Le choix de faire un film live se passant dans la jungle comporte des obligations. Pour avoir une direction artistique maîtrisée, tout le film est tourné en studios sur fonds bleus. Tous les décors utilisant le photo-réalisme. Et contrairement à certains réfractaires, je suis d'accord avec cette pratique, cela permet d'avoir un total contrôle des décors. Et là-dessus, le film est parfaitement maîtrisé et fait même preuve de beaucoup de créativité.
On a une diversité de décors qui valent le coup d’œil. Les paysages verdoyants du foyer de Baloo, le temple lugubre du Roi Louie, les prairies, les forêts et dans plusieurs atmosphères diurnes et nocturnes qui font plaisir à voir. On en a pour notre argent.

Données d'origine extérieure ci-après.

PR #14879, opened 2022-05-11
Workaround sshxterm was not shown

hjluo:
Sometimes in the kdump_and_crash service check, we'd hit
bsc#1199326. This cause the ~/bernhard/.ssh/id_rsa zero-sized. 
we need to recreate the ssh key in this scenario.

- Related ticket: https://progress.opensuse.org/issues/110250  
- Needles: N/A
- Verification run: 
 https://openqa.nue.suse.com/t8733618
 https://openqa.nue.suse.com/t8733730
 https://openqa.nue.suse.com/t8733731
 https://openqa.nue.suse.com/t8733732


lib/kdump_utils.pm
```diff
@@ -379,6 +379,28 @@ sub check_function {
     }
 }
 
+# for bsc#1199326, we need to check if ~/bernhard/.ssh/id_rsa was not
+# affected after kdump_and_crash.
+sub check_ssh_files {
+    # if file ~bernhard/.ssh/id_rsa missing or zero size
+    # we need to recreate the ssh key.
+    my $ret1 = script_run('! test -e ~bernhard/.ssh/id_rsa');
+    my $ret2 = script_run('! test -s ~bernhard/.ssh/id_rsa');
```
lemon-suse, line 388: I think the '-s' is enough for file existing and with content, no need to use '-e' any more. WDYT?

lib/kdump_utils.pm
```diff
@@ -397,6 +419,10 @@ sub full_kdump_check {
     if ($stage ne 'before') {
         ensure_serialdev_permissions;
     }
+    # We need to check bsc#1199326 after kdump_and_crash
+    if ($stage eq 'after') {
+        check_ssh_files();
```
lemon-suse, line 424: I have an idea about the solution: 
Maybe we can save this ssh file before migration and restore it after migration if needed. WDYT?

lib/kdump_utils.pm
hjluo: it's include 2 kind of scenarios. 1 file not existed, the other is file existed but with zero size (null)

lib/kdump_utils.pm
hjluo: that's a little bit complicated when this bug happens the .ssh dir sometimes was removed.
so a freshly created ssh key is the same as a backup and most important is it wil 100% work.

lib/kdump_utils.pm
lemon-suse: The condition is '!' for 'file existed and with content', so I think the ''! test -s ~bernhard/.ssh/id_rsa' is enough for the two scenarios.

lib/kdump_utils.pm
lemon-suse: In fact, I think the fresh created process is complicated. Anyway, this definitely work, NP.

b10n1k:
none of the VR hits the workaround. Do you have any link to an actual resolved case?

hjluo:
> none of the VR hits the workaround. Do you have any link to an actual resolved case?

In the VR:
https://openqa.nue.suse.com/tests/8749956#step/check_upgraded_service/105
https://openqa.nue.suse.com/tests/8749957#step/check_upgraded_service/101

b10n1k (approved):
+1

lemon-suse (approved):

Cependant, ce procédé apporte autant de bonnes choses que de petits défauts malheureusement obligatoires.
Chose qu'on remarquait déjà dans les bandes-annonces. Neel Sethi étant le seul personnage du film en chair et en os, il fait presque tâche au milieu des animaux en sachant qu'ils sont en images de synthèse. Après, heureusement que le film comporte suffisamment de scènes biens tournées où il interagis physiquement avec eux pour sauver ça.
Ensuite, le problème avec les animaux, ils sont tellement réalistes qu'ils en sont pour la plupart inexpressifs. Il n'y a que par leur regards qu'on peut déceler leur jeu. Ceux qui échappe à ça sont Baloo car il fait preuve de toute une gamme de mimiques, Raksha car son regard nous transperce de son amour maternel et le Roi Louie car il a un visage plat (et on croirait vraiment Christopher Walken au passage).


Mais la chose qui doit le plus jouer dans ce film, de son statut de remake, ce sont les différences avec l'oeuvre d'origine. Bien entendu, c'est le Classique d'Animation qui est remaké, pas l'histoire de Kipling.

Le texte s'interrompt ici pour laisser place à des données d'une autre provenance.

PR #14843, opened 2022-05-06
Check related hmac packages when FIPS installation

wangqianzou:
Progress issue: https://progress.opensuse.org/issues/110707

Il y a des changements vraiment bienvenus.


Le fait que ce soit Mowgli qui décide de partir pour la sécurité de la meute entière, là où dans le film ils s'étaient mis d'accord sur son départ pour sa sécurité. Et cela exprime et renforce encore plus l'amour entre Mowgli et sa mère et son attachement avec la meute (l'une des meilleurs scènes du film).
Ou le fait d'avoir changé l'ordre des rencontres de Mowgli avec les différentes menaces.
Le fait d'avoir fait du Roi Louie un Gigantopithèque plus imposant et plus dangereux.
Le fait d'avoir fait du feu, l'un des éléments centraux du film. Et pousser plus loin en expliquant pourquoi le Roi Louie le souhaite (pour le progrès, le film d'animation le suggérait d'ailleurs) et même de façon à rendre la fin plus belle, vu que Mowgli ne combat pas Shere Khan avec la torche comme un homme le ferait mais en combinant son astuce avec le feu, comme lui-même Mowgli le ferait (rendant plus clair et subtil le message de fin).
Et du coup, finir le film différemment avec Mowgli qui assume son côté humain tout en restant vivre dans la jungle plutôt que de vivre avec les humains. C'est même mieux que dans le film d'animation de ce côté-là.
Ensuite le fait de montrer Shere Khan haineux des hommes par une défiguration. Un peu facile mais bien utilisé...sauf pour l'origin story de Mowgli absolument inutile.


Car oui, certains changements sont malvenus.


Kaa qui envoûte Mowgli, bien utilisé (j'ai eu des frissons quand elle parlait de la Fleur Rouge), mais le fait que Shere Khan ait tué le père de Mowgli ? ça apporte quoi ? Le fait qu'il ait tué Akela est suffisant. Et puis Kaa a vu Mowgli tout petit ? Mais à quoi ça sert de dire ça ? De le montrer maintenant même ? Quitte à mettre cette scène, ça n'aurait pas été mieux de faire comme le film original et montrer Mowgli au début du film se faire adopter par la meute ? ça aurait rendu son départ plus déchirant même.
Et de placer le moment où Baloo rejette Mowgli ? Placé beaucoup trop tôt, car l'amitié entre eux n'a pas été poussé suffisamment loin et n'a pas duré suffisamment longtemps pour qu'on soit attristé par cette action. Au mieux le placer après la rencontre avec le Roi Louie quand Mowgli apprend la mort d'Akela, pour aller encore plus loin dans la peine de Mowgli. Ou au pire carrément supprimer ça.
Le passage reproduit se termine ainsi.